WHAT YOU NEED TO DO »
Find "-198,9 +198,26 @@" in the data, then restate the line it sits in and every later line word for word, ending with the last line.

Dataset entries
━━━━━━━━━━━━━━━━━━━━
Issue #493, opened 2020-10-15
Update grpc-js, Node 14 compatibility


michaelgoin:
[NOTE]: # ( ^^ Provide a general summary of the issue in the title above. ^^ )

## Description

When upgrading CI to run against Node 14, some gRPC/infinite tracing issues were discovered.

Prior, automated PR's to update gRPC discovered test breakages with the upgrades.

We should update grpc-js (and relevant deps) to be up to date with recent fixes and to a version compatible with Node 14 (if exists). If a compatible version does not exist, we'll have to disable infinite tracing for Node 14 and determine a timeline for functionality. I see grpc has a version that added Node 14 support. The grpc-js package likely did not need changes to support 14 being JS.

* Node 14 CI PR: https://github.com/newrelic/node-newrelic/pull/487
* @grpc/grpc-js upgrade PR: https://github.com/newrelic/node-newrelic/pull/427
* @grpc/proto-loader upgrade PR: https://github.com/newrelic/node-newrelic/pull/452

michaelgoin:
Based on what I've observed, it appears we make the call to disconnect (via unloading the agent) and then the test teardown calls tryShutdown(). While this worked fine previously, it looks like now the tryShutdown gets invoked too quickly and results in the unavailable 14 status code returned. Even just introducing a setImmediate before invoking tryShutdown appears to resolve the issue locally.

michaelgoin:
For consideration: on disconnect we remove all listeners and then null out the stream. While this does clean things up, we no-longer have any handling on the stream that isn't immediately cleaned up on the gRPC end. As such, the error is actually thrown for this disconnected case.

PR #495, opened 2020-10-19
Fix gRPC disconnect error

michaelgoin:
## Proposed Release Notes

* Fixed issue where gRPC connection used for infinite tracing could throw if the server shutdown during disconnect of an existing connection.

* Bumped @grpc/grpc-js to 1.1.7.

* Bumped @grpc/proto-loader to ^0.5.5.

## Links

* Fixes: https://github.com/newrelic/node-newrelic/issues/493
* Discovered via: https://github.com/newrelic/node-newrelic/pull/487

## Details

Node 14 testing showed an increased likelihood of an existing race condition in our gRPC/infinite tracing tests. In some cases, the server would be shut down while the `stream.end()` had not yet responded. In this scenario, a disconnected/error status code would be returned. Since there was no error handler (we removed in _disconnect), this error would throw and crash/break the test.

Instead of restructuring all the things, this PR takes a point-fix approach and applies special handlers just for the end case. Once a status is received, these handlers will be cleaned up.

**NOTE:** I'm not sure if it is possible to have no status reported on a `end()` call. I don't *think* so but if there is a chance, that could result in leaking memory (the handlers & stream capture). The combination of things seem like such an edge case I didn't want to bog down but if we encounter this situation we can set a timeout or such to cleanup. 

This PR also bumps our library versions to keep us from falling too far behind, get bug fixes, etc.

While I would normally add a test, getting the timing right gets pretty complicated outside of what we are already encountering in our infinite tracing connection test setup so I opted not to hold this up for that. Should we encounter needing further tweaks, then I think that is likely the right time to take that on.

### DIFF
--- a/lib/grpc/connection.js
+++ b/lib/grpc/connection.js
@@ -198,9 +198,26 @@ class GrpcConnection extends EventEmitter {
     if (this.stream) {
       this.stream.removeAllListeners()
 
+      const oldStream = this.stream
+      this.stream.on('status', (grpcStatus) => {
+        logger.trace('End stream status received [%s]: %s', grpcStatus.code, grpcStatus.details)
+
+        // Cleanup the final end stream listeners.
+        oldStream.removeAllListeners()
+      })
+
+      // Listen to any final errors to prevent throwing.
+      // This is unlikely but if the server closes post
+      // removing listeners and prior to response it could
+      // happen. We noticed this via tests on Node 14.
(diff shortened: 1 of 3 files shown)


carlo-808 (approved):
I see that we added a listener for 'error' and 'status' events on the grpc connection `_disconnect` method to handle a case where the server would be shut down while the `stream.end()` had not yet responded.  👍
━━━━━━━━━━━━━━━━━━━━
TASK RESULT »
@@ -198,9 +198,26 @@ class GrpcConnection extends EventEmitter {
     if (this.stream) {
       this.stream.removeAllListeners()
 
+      const oldStream = this.stream
+      this.stream.on('status', (grpcStatus) => {
+        logger.trace('End stream status received [%s]: %s', grpcStatus.code, grpcStatus.details)
+
+        // Cleanup the final end stream listeners.
+        oldStream.removeAllListeners()
+      })
+
+      // Listen to any final errors to prevent throwing.
+      // This is unlikely but if the server closes post
+      // removing listeners and prior to response it could
+      // happen. We noticed this via tests on Node 14.
(diff shortened: 1 of 3 files shown)


carlo-808 (approved):
I see that we added a listener for 'error' and 'status' events on the grpc connection `_disconnect` method to handle a case where the server would be shut down while the `stream.end()` had not yet responded.  👍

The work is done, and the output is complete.